Desiccation is also a common abiotic stress for free-living stage bacteria in drought-like conditions. For example, many nosocomial pathogens have the ability to persist on dry inanimate surfaces, such as scissors, metal plates, and fabrics etc., in order to increase their opportunities to transfer from one patient to another, which is why inanimate surfaces are often considered as the source for outbreaks of nosocomial infections (Kramer et al., 2006). However, bacterial desiccation resistance varies. Helicobacter pylori, a Gram-negative bacterium causing non-lethal gastritis, can only survive for less than 90 min on dry surfaces while Corynebacterium diphtheriae, a pathogenic bacterium that causes diphtheria with fatality rates of 36.5%, is able to persist on dry surfaces for up to 6 months (Kramer et al., 2006). This empirical evidence also indicates a possible linkage between ASR and virulence. Currently, several desiccation resistance mechanisms have been reported for bacteria. The most well-known mechanism is to use non-reducing disaccharides, trehalose and sucrose, as desiccation stress protectants.
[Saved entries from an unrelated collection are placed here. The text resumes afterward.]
PR #2928, opened 2026-09-02
fix(sentry): one issue for fetch timeouts, and a shorter QR scan budget

innolope-dev:
## Why

Two Sentry issues prompted this — PEANUT-UI-SZQ (`/manteca/qr-payment/init` timed out after 20000ms) and PEANUT-UI-SZT (`/fx/card-markup` timed out after 10000ms). Neither is a server fault:

| endpoint | reqs (7d) | avg | p95 | **max** | client budget |
|---|---|---|---|---|---|
| `GET /fx/card-markup` | 12,001 | 87ms | 662ms | **3.0s** | 10s |
| `POST /manteca/qr-payment/init` | 13,572 | 397ms | 1.96s | **12.9s** | 20s |

The slowest *completed* server request in a week sat well under both budgets, so these are mobile clients giving up on a request in transit — the same shape as the `/rain/cards` finding.

Looking at the wider population turned up the real problem: **30 separate timeout issues in 7 days for one phenomenon**, each too small to alert on and collectively invisible. Same endpoint, multiple issues (`/rain/cards` = QD5 + SYD, `/users/me` = QHG + SZ2), plus a single-event issue for every dynamic path (`/rhino/status/0xfe73…`, `/users/username/desravinekel`).

## What changed

**Grouping — one issue instead of thirty**
- Timeouts fingerprint on `['timeout']` alone with a stable `Request timed out` title. The endpoint moves to a `route` tag that Sentry can break down and alert on *within* the issue; the raw url stays in `extra`. Ranked endpoints in one tag breakdown beats 30 issue rows.
- `route` + `http.method` tags added to the non-2xx and network-error captures too.
- `sanitizeUrl` now collapses hex path segments (addresses, tx hashes, link ids) and profile usernames, which were opening one issue per address/username.
- ⚠️ `isFetchSiteMutationFailure` in `beforeSend` read the method from `fingerprint[2]`. Dropping it from the fingerprint would have made that money-flow rescue **silently inert for exactly the events it exists to keep** — a POST that dies on the network. It now reads the `http.method` tag, with the positional slot as fallback for the captures that still fingerprint that way.

**Reporting — stop paging on designed fallbacks**
- New `silentTimeout` opt-out, used by `fetchCardMarkup`. `useCardMarkupRate` already catches this, falls back to the static markup table and renders the row anyway ("Never block a payment surface on a comparison number") — so the error-level issue was reporting a path behaving exactly as specified. The throw is unchanged so the fallback still runs, a breadcrumb keeps it on the trail, and a non-2xx / bad JSON / broken contract on that endpoint still reports.
- `FEATURE_TAGS` gains `qr-pay`, `manteca` and `fx`.

**QR scan — the one with real user impact**
- Scan-time init gets a 10s budget instead of the 20s default. The server has never needed more, so the extra 10s only decided how long someone stands at a till: ~89s worst case before, ~49s now.
- Terminal "provider is down" copy now waits for the retries to actually be exhausted. It was rendering off `failureReason` — i.e. the **first** failure — so a scan that recovered on attempt 2 had already told the user the rail was down. A new `Still fetching details` state covers the retry window (en / es-419 / pt-BR; es-AR inherits from es-419).

## Worth a second opinion

The retry policy's comment claimed *"Max 3 attempts: immediate, +1s delay, +2s delay"*. It is actually **4 attempts with a flat 3s delay** — `failureCount` is 0-based where react-query consults it, so `failureCount < 3` permits three retries. I corrected the comment and left the behaviour alone, but if 3 was the intent, that's a one-character fix (`< 2`) and takes the worst case to ~39s. Deliberately not doing it here — it's a payment retry policy, not a comment.

## Testing

- New `sentry-timeout-reporting.test.ts` — one fingerprint across endpoints, url out of the title, route/method/feature tags, `silentTimeout` suppresses the capture but still throws and still reports non-2xx.
- `sentry-fingerprint-url.test.ts` — hex and username collapsing, short hex-looking slugs left intact.
- `sentry.utils.test.ts` — the mutation rescue off the `http.method` tag, both directions.
- `qr-pay-states.test.tsx` — the retry window now holds the loading state and only shows terminal copy once the attempts are spent.
- `pnpm typecheck` clean; 88 util/hook suites (1735 tests) and 23 i18n suites (281 tests) green.


innolope-dev:
All three findings addressed in `9f3b758` + `982ff1f`.

**MAJOR — end-to-end budget.** Confirmed and fixed at the transport layer. `fetchWithSentry` now sizes **one budget pool per call** (`timeoutMs * maxAttempts`) instead of handing `timeoutMs` fresh to every leg:

- The WebView retry keeps its own per-attempt budget, so the silent GET retry (PEANUT-UI-R44) still gets two full transport attempts.
- The OS-client fallback draws on the remainder. In the case it exists for (PEANUT-UI-R5F, edge rejecting the WebView at the TLS layer) the WebView fails fast, so the fallback is still handed nearly the whole pool — asserted at >4s of a 5s budget.
- When the WebView leg genuinely times out, the pool is spent and the fallback is skipped rather than starting a second full-length leg.

The ~49s scan bound now holds on Capacitor too, so the constant's claim is true on both platforms. Three tests in `sentry-prefer-native.test.ts` pin all three behaviours.

**MINOR — dead caption.** Correct, and it defeated the point of the state. `Still fetching details` was set on the context but the page renders a bare `<Loading variant="mascot" />` while the lock is absent, so the user saw the same unlabeled spinner. It now renders through `QrPayPageLoading`, the captioned loader this page already uses for the waiting-for-merchant state, and the test asserts the **visible caption** instead of the context value.

**MINOR — untested recover path.** Correct, including the reasoning about the `failureReason` invariant. Added the sibling test as specified: `mockRejectedValueOnce` then resolve, asserting two calls, the merchant name on screen, no spinner and no error copy.

One correction to the review's framing, for the record: this PR did not introduce the native `2x` — native was already ~89s before it. The change improved web and left native as it was. It's genuinely fixed now on both.

innolope-dev:
Addressed in `18984ac`. Three fixed, one declined with data.

**MAJOR — OS-client-first POST loses its WebView fallback.** Correct, and mine. The budget pool *gated* the two rescue legs but only *floored* the WebView leg, so on the `preferNativeTransport` ordering a stalled OS client spent the pool and the fallback was armed with 250ms it could never complete in. Now gated like the others — skip the leg and throw the timeout — which is what `MIN_TRANSPORT_LEG_MS`'s own rationale asks for. A *fast* OS-client failure still leaves the pool whole and still gets its full second chance; both orderings now have tests.

Two further defects surfaced while fixing it, both mine:
- The floor was absolute, so it refused **every** leg of any call whose total budget was under 250ms. It is now `min(MIN_TRANSPORT_LEG_MS, timeoutMs)`.
- The pool didn't cover the 300ms backoff *between* attempts, so the silent GET retry was being squeezed out by its own delay. The pool is now legs + backoff.

**MAJOR — deterministic init rejections behind the retry caption.** Correct, and a regression I introduced. Verified all five against the sibling route: `MANTECA_SOURCE_OVER_MONTHLY_CAP`, `MANTECA_MERCHANT_VOLUME_NEAR_CAP`, `MANTECA_MERCHANT_RECENT_REFUND` (all `cap-check.ts`, 422 via `error: <code>`), `MANTECA_USER_NOT_PROVISIONED` (422), and the KYC 400 whose `error` is the sentence `User KYC not approved`. All added, with a case per code asserting one call and no caption.

Also took the earlier `isPaused` finding: a device dropping offline mid-retry parks the query, so no AbortController fires and the terminal error never arrives — that would have pinned the scan on the caption indefinitely. `retriesPending` now excludes `fetchStatus === 'paused'`.

**MINOR — assert the timeout reaches serverFetch.** Added `manteca-qr-init-transport.test.ts` covering both hops, plus that omitting the option sends no `timeoutMs` key at all.

**MINOR — 10s cutoff below the observed 12.9s max. Declining, with the measurement.** I pulled the distribution rather than argue it: over **13,708 requests in 7d, p99 is 6.59s, and exactly 10 — 0.073% — crossed 10s**. Those are retried, not failed. Raising the budget to clear the 12.94s outlier would make *every* genuinely stalled scan wait 50% longer to rescue 0.073%. That trade is the point of the constant, so I've put the numbers in its comment instead of changing it — happy to revisit if you read the tail differently.

innolope-dev:
Addressed in `7fd55d1`. Three fixed, the 10s cutoff still declined.

**MAJOR — native leg not bounded by the deadline.** Correct, and it made my own claim false. Handing the remaining budget to `nativeHttpRequest` bounded nothing: CapacitorHttp splits it into `connectTimeout` and `readTimeout`, two separate phase limits, and on Android the read limit resets as data arrives — so one leg could take 2x, and a slow drip was unbounded. The await is now raced against the wall clock and rejects with an `AbortError` the caller already classifies as a timeout. The underlying request is left to finish and discarded — CapacitorHttp exposes no abort, and an aborted `fetch` leaks the server's work the same way, so this adds no new class of problem on a non-idempotent init.

**MAJOR — paused retries recovering behind a latched error.** Correct, and a path I created. `errorInitiatingPayment` gates the whole render and nothing cleared it, so a scan that reconnected and succeeded sat behind a permanent outage message holding a valid lock. A lock in hand now clears any earlier init error. Covered by driving react-query's own `onlineManager` through offline → pause → reconnect → success.

**MINOR — cap/KYC shown as an outage.** Taking this one, and thank you for the honest framing — you're right that the copy predates the PR, and equally right that this is the diff that named the codes and pinned the wrong string in a test. Cap, merchant-limit and KYC now have their own branches and copy in en / es-419 / pt-BR. Also took the wire-code point: `initiateQrPayment` now throws `ApiError`, so the KYC rejection matches on `MANTECA_KYC_REQUIRED` rather than the English sentence — with a test asserting a *reworded* prose message still routes correctly. Message order is unchanged, so every existing matcher still sees what it did.

**MINOR — 10s cutoff. Still declining, same measurement.** Over 13,708 requests in 7d: p99 6.59s, and exactly 10 — 0.073% — crossed 10s, and those are retried rather than failed. On the new argument (sustained upstream slowness failing all four attempts): if the rail is sustainably answering slower than 10s, four attempts at 20s means ~89s at a till before the same failure, which I don't think is the better outcome for that user. The numbers are in the constant's comment so the trade is visible rather than assumed. Genuinely happy to be overruled by the product owner here — it's a judgment call about which tail matters more, not a correctness question.

innolope-dev:
All four addressed in `00eb644`.

**MAJOR — wire-code KYC still retried.** Correct, and mine. The result effect read `wireErrorCode` but the retry predicate matched only `error.message`, so a 400 carrying `MANTECA_KYC_REQUIRED` with reworded prose showed the right copy on attempt one and then scheduled three more POSTs. Predicate now checks the code too, via a `NON_RETRYABLE_QR_PAY_CODES` list beside the prose one.

Your point about the test is the sharper half: it asserted one call *before* the 3s backoff could fire, so it passed against the bug. That's the third "assertion that cannot fail" in this PR after the `http.method` tag and the timeout forwarding. It now waits past the backoff, and I verified it fails without the predicate fix.

**MINOR — cap copy.** Verified both claims and both were wrong in my copy:
- `mono product/kyc.md:52` — `scope: "Deposits, withdrawals, and QR payments combined"`. Calling it a "monthly QR payment limit" implies deposits and withdrawals still work.
- `peanut-api-ts src/manteca/cap-check.ts:123` — `if (attempted <= available) continue`, so the 422 fires when *this payment* exceeds remaining headroom, not when headroom is zero. My copy dropped the backend's own "try a smaller amount" and replaced it with a hard month-end reset — sending away a user who could still pay less.

Now: *"This payment is over your remaining monthly limit, which is shared across deposits, withdrawals and QR payments. Try a smaller amount, or raise your limit in the app."* — en / es-419 / pt-BR, with a test pinning both the affordance and the shared scope.

**MINOR — KYC ETA promise.** Correct, and I invented that reassurance. `mono product/lessons-from-corrections.md:109` records "verification takes 2 minutes" as a correction, and `MANTECA_USER_NOT_PROVISIONED` reaches this copy for partial-onboarding users who may already be in manual review. Sentence dropped, with a test asserting no completion time is offered. Taking the scope call your way — it's the only wait-time guidance product/ holds and the copy contradicted it directly.

**MINOR — native race untested.** Correct, and the reasoning is exactly right: `sentry-prefer-native.test.ts` mocks `@/utils/native-http`, so the race could have been deleted with every test in the repo still green. Added to `native-http.test.ts`: a never-settling plugin promise rejects at the budget with `name: 'AbortError'` (which `fetchWithSentry` classifies on), plus the inverse that an in-budget response still resolves.

innolope-dev:
Taking the one MINOR, fixed in `8218e741`.

Verified the claim in the sibling repo and it's right — the copy stated something false. `checkMerchantBeneficiaryHistory` is reached only when `isQr3ArgPoolPayment` (`peanut-api-ts src/routes/manteca/qr-payment.ts:374-376`), i.e. `mantecaUserId === MANTECA_USER_ID_ARG`, the shared AR corporate pool. So `MANTECA_MERCHANT_VOLUME_NEAR_CAP` fires when *every Peanut pool user combined* has pushed 2,000,000 ARS through that merchant in 30 days, and `MANTECA_MERCHANT_RECENT_REFUND` can fire on a refund belonging to another user. The merchant accepts QR fine — our pooled source account is what can't pay it. The backend scopes its own message accordingly (`cap-check.ts:292`, "for our payments") and I'd dropped that scoping.

Now: *"We can't complete QR payments to this merchant right now. Try another payment method, or a different merchant."* — en / es-419 / pt-BR, keeping the actionable second sentence, with a test asserting the copy doesn't claim the merchant is the one refusing.

That's the last outstanding finding. Recap of where the review landed across five rounds:

| Area | Outcome |
|---|---|
| Sentry timeout grouping, route/method tags, mutation rescue, sanitization | fixed, no findings since |
| Shared native/WebView timeout budget | fixed across 4 rounds — the model was wrong in several distinct ways before it was right |
| QR retry state (caption, recover, paused/offline, deterministic fail-fast) | fixed |
| Error copy vs product truth (cap scope, cap semantics, KYC ETA, merchant blame) | fixed, all four verified against `mono/product/` and the sibling repo |
| 10s scan cutoff | refuted with measurement — accepted as an explicit latency policy |

Three of the defects found along the way were assertions of mine that could not fail (the `http.method` tag, the timeout forwarding, the wire-code retry). Worth noting for anyone reading this thread later: that pattern, not the transport logic, was the most productive thing this review caught.

innolope-dev:
Both actionable items fixed in `9c1df73`.

**MINOR — cap copy promised an in-app limit raise.** Verified and correct. `isBrUserEligibleForLimitIncrease` (`src/features/limits/utils.ts:264-272`) requires a BRL/BRA limit at or under 1000 USDT; every Argentina QR3/MercadoPago user — this branch's entire population — falls through to `openSupportWithMessage`. `mono product/kyc.md:209` documents the path as "Contact support or submit additional documentation". And as you note, the QR error screen renders a bare string with no link, so "in the app" pointed nowhere from a till.

Now *"Try a smaller amount, or contact support to raise your limit"* in en / es-419 / pt-BR, with the existing cap-copy case extended to assert no self-service promise. Agreed this is distinct from the earlier cap finding — that one was the QR-only naming and the month-over framing, both fixed in the prior revision.

**P7 — pin the 10s scan budget.** Taking this inline rather than filing a task; it's one assertion. You're right that the forwarding tests pass just as well against the 20s default, so nothing pinned the number the constant argues for from measured latency. `expect(MANTECA_QR_INIT_SCAN_TIMEOUT_MS).toBe(10_000)` now makes raising it a deliberate edit.

**Not fixed here — cap rejections on the amount-entry re-init path.** `handleMantecaPayment` still routes those to `errors.initiateUnexpected`, which is the same harm class the scan-time path just stopped doing. A human closed that thread and it has a Notion task, so it stays out of this PR by that decision rather than by oversight. Flagging it plainly because the task title understates it: a capped AR user who types an amount still gets "unexpected error", which is the exact framing `product/providers/fiat/README.md` records as having blocked someone for three days.

innolope-dev:
Both fixed in `6632821`.

**MAJOR — cap rejections after amount entry.** Correct. The mapping only ran in the scan-time effect, and an open-amount QR gets a lock with an *empty code* from the scan — so its cap verdict only exists once the amount is re-submitted from the Pay button, and that catch handled `PIX_MIN_AMOUNT` alone. The actionable guidance this PR added was unreachable on the one path where the amount is the thing being rejected.

Both call sites now share `deterministicInitErrorMessage`. It returns null for everything else, so each path keeps what genuinely differs — the scan path owns decode/expiry/recurring and the retry state machine, the re-init path owns its network-triage capture.

**MINOR (kimi) — offline scan blamed the rail.** Good catch, and it was mine. A paused query is a *positive* signal that the device lost connectivity — nothing else parks it — and falling through to `providerIssues` told a user with no signal that MercadoPago was down. That's the same misdiagnosis the rest of this screen's copy exists to remove. Paused now gets its own connection copy in all three locales; `providerIssues` stays for genuinely exhausted retries.

Also fixed while there: the result effect was missing `paymentLockFetchStatus` from its dependency array, so it only re-ran on pause by accident of `isLoadingPaymentLock` changing alongside it.

**On coverage, being precise about what I did and didn't do.** You asked to cover the open-amount cap rejection end to end. I tried and backed out: the mocked `AmountInput` leaves the Pay button disabled, so driving that path needs scaffolding this suite doesn't have. Instead the classifier is covered directly — 12 cases over every code, the wire-code path, and the null cases that keep each caller's own handling intact. That proves the mapping and, since one function now serves both call sites, the shared behaviour; it does not prove the re-init wiring end to end. If you'd rather have the full flow test, that's a reasonable ask and I'd add the harness scaffolding for it — just say so.

innolope-dev:
Closed in `cb0a021` — this was the gap I flagged last round rather than fixed, and you were right to push on it.

The blocker I hit was self-inflicted, not the harness: the mocked `AmountInput` drives the USD leg with the same string, so typing `5000` asked for $5,000 against the $100 test balance and the Pay button stayed disabled. With a sane amount the flow runs fine, and no scaffolding was needed.

The test does what you specified: renders an open-amount QR (scan resolves a lock with an empty `code`), enters an amount, rejects the second `initiateQrPayment` with `MANTECA_SOURCE_OVER_MONTHLY_CAP`, and asserts `/remaining monthly limit/` is shown, the generic copy is not, and `captureNetworkTriagedFailure` did not fire — a deterministic rejection is not a transport surprise.

**I verified it actually catches the regression** rather than trusting the green tick: reverted line 865 to the old `PIX_MIN_AMOUNT`-only check, confirmed the test fails, restored the fix, confirmed it passes. Given this review found four of my assertions that couldn't fail (`http.method`, timeout forwarding, wire-code retry, and the budget's literal value), a new test claiming to close that exact class of gap shouldn't be taken on trust either.

That's every finding across eight rounds either fixed or refuted with evidence. Thanks — the review materially improved this, and not mainly on the transport logic: the most valuable thing it caught was a repeated habit of writing assertions that pass whether or not the code works.

innolope-dev:
Both addressed in `53a1c90` — one fixed, one done for a different reason than stated.

**MAJOR — capped open-amount payments couldn't retry.** Correct, and it's the sharpest finding of the whole review: I wrote copy telling the user to try a smaller amount and then built a screen that refuses to accept one. The cap rejection set `errorMessage` with no code, `isBlockingError` stayed true, and Pay was disabled for the rest of the scan — the only way out was abandoning the QR at the till.

The classifier now reports whether a rejection is *amount-shaped*. A cap (payment over the remaining headroom) and a Pix minimum (payment under the floor) both invite another try; a merchant limit or unfinished KYC doesn't care what the user types. Amount-retryable ones carry an `amountRetryable` code that `isBlockingError` treats the way it already treats `balanceSettling`, and editing the amount clears the last init error so a stale message never sits beside a new number.

The call-site test now follows the advice end to end: cap rejection → enter a smaller amount → assert the message clears and Pay re-enables → submit again. Verified it fails with the recovery half reverted.

**MAJOR (kimi) — page export breaks `next build`. Doing the move, but the stated failure mode does not reproduce.** `Deploy-Preview` ran a full **4m37s `next build` on `cb0a021` and passed**, and `next.config.js` sets no `ignoreBuildErrors` — so the export was not failing app-router page validation. I'd rather say that than accept a build-breakage claim the evidence contradicts.

The move is still right for the *other* reason given, which I think is the real one: a page should export only what Next.js allows, and a test importing a pure function shouldn't drag the page's whole graph (wallet hooks, zerodev SDK, posthog) in behind it. So the classifier now lives in `qr-pay/init-error-classifier.ts`, imported by both.

innolope-dev:
Fixed in `faf6c32`. Verified before acting: I dumped every string in that `qrPay.errors` block and checked the register. Every register-marked neighbour is tuteo — `Pídele`, `escanea`, `Inténtalo`, `Contacta`, `Pregúntale` — and my four were the only voseo in the file. The finding is right on both counts: region-marked for Mexico/Colombia, and inconsistent with the copy rendered beside it.

Fixed the way the repo already models this rather than by flattening it. `es-AR` exists as a delta over `es-419` and already overrides exactly this class of string (`pixDecode`, `sessionExpired`, `completeFailed`, `initiateUnexpected`) with voseo. So:

- **es-419** takes the neutral tuteo forms — "Revisa tu conexión y escanea de nuevo", "Prueba con un monto menor o escríbenos", "Termina de verificar tu identidad".
- **es-AR** takes the voseo variants as a delta.

Argentina — the corridor actually hitting these QR errors — still reads natural Rioplatense, and nobody else gets grammar aimed at Buenos Aires. Confirmed after the change that es-419 has zero voseo keys and es-AR's overrides sit alongside the existing ones.

Not a regression I'd have caught myself: I wrote the Spanish for the users I had in my head (AR QR payers) and dropped it in the file that serves the whole continent.

innolope-dev:
Fixed in `d947c8a`. Both halves verified against the sibling repo first.

**Terminal errors were being cleared.** Correct, and this is a defect my *previous* round's fix created — the amount-edit clear I added to make cap rejections recoverable was unconditional, so an unfinished KYC or a merchant refund block re-enabled Pay on a single keystroke. The user could then re-POST a rejection no amount can change, and on the refund path that mints another Manteca price lock before the backend applies the block. The clear is now gated on the error carrying `amountRetryable`.

**The merchant split is right too, and I had it backwards.** Checked `cap-check.ts`:
- `MANTECA_MERCHANT_VOLUME_NEAR_CAP` (line 288) — `rolling30dTotal + attempted >= LIMIT`. Amount-dependent; a smaller amount can fit under the merchant's remaining headroom. I had classified it terminal.
- `MANTECA_MERCHANT_RECENT_REFUND` (line 259) — keys off `lastRefundAt` age and `windowRefundCount`, never reads the amount. Genuinely terminal.

Both directions covered: amount-retryable clears and re-enables Pay; terminal stays latched with the button disabled and no further POST possible. Verified the latch test fails against the unconditional clear.

**One thing I left alone deliberately:** the volume cap is now amount-retryable but still shows `merchantNotAvailable` ("try another payment method, or a different merchant"), which doesn't mention a smaller amount. Not false — those alternatives work — but it under-sells the option the backend actually leaves open. I didn't split the copy because that's a fourth locale pass on a merchant that is by definition nearly maxed for the month, so "try a smaller amount" is marginal advice. Flagging it rather than silently deciding; happy to split it if you'd rather.

Worth noting the pattern: rounds 7, 9 and 10 each found a defect introduced by the previous round's fix. The review is catching them, but that's three consecutive fixes with unexamined blast radius on my side.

Trehalose is a disaccharide with a α-1,1-glucosidic bond linking two glucosyl residues. Sucrose is composed of glucose and fructose. Non-reducing disaccharides increase bacterial desiccation tolerance mainly by lowering the temperature of dry membrane phase transition and maintaining general protein structure (Leslie et al., 1995). In addition, these disaccharides are responsible for the formation of vitreous cytoplasmic matrix, a virulence factor for bacterial pathogenicity (Garcia, 2011). Besides, trehalose metabolism is also interlinked with glycogen and maltose pathway, the later contributing to E. coli O157:H7 colonization in the intestine of mice hosts (Jones et al., 2008). The relationship between trehalose, maltose, and glycogen could serve a good example for tackling the sit-and-wait hypothesis experimentally by linking ER, ASR, and virulence all together.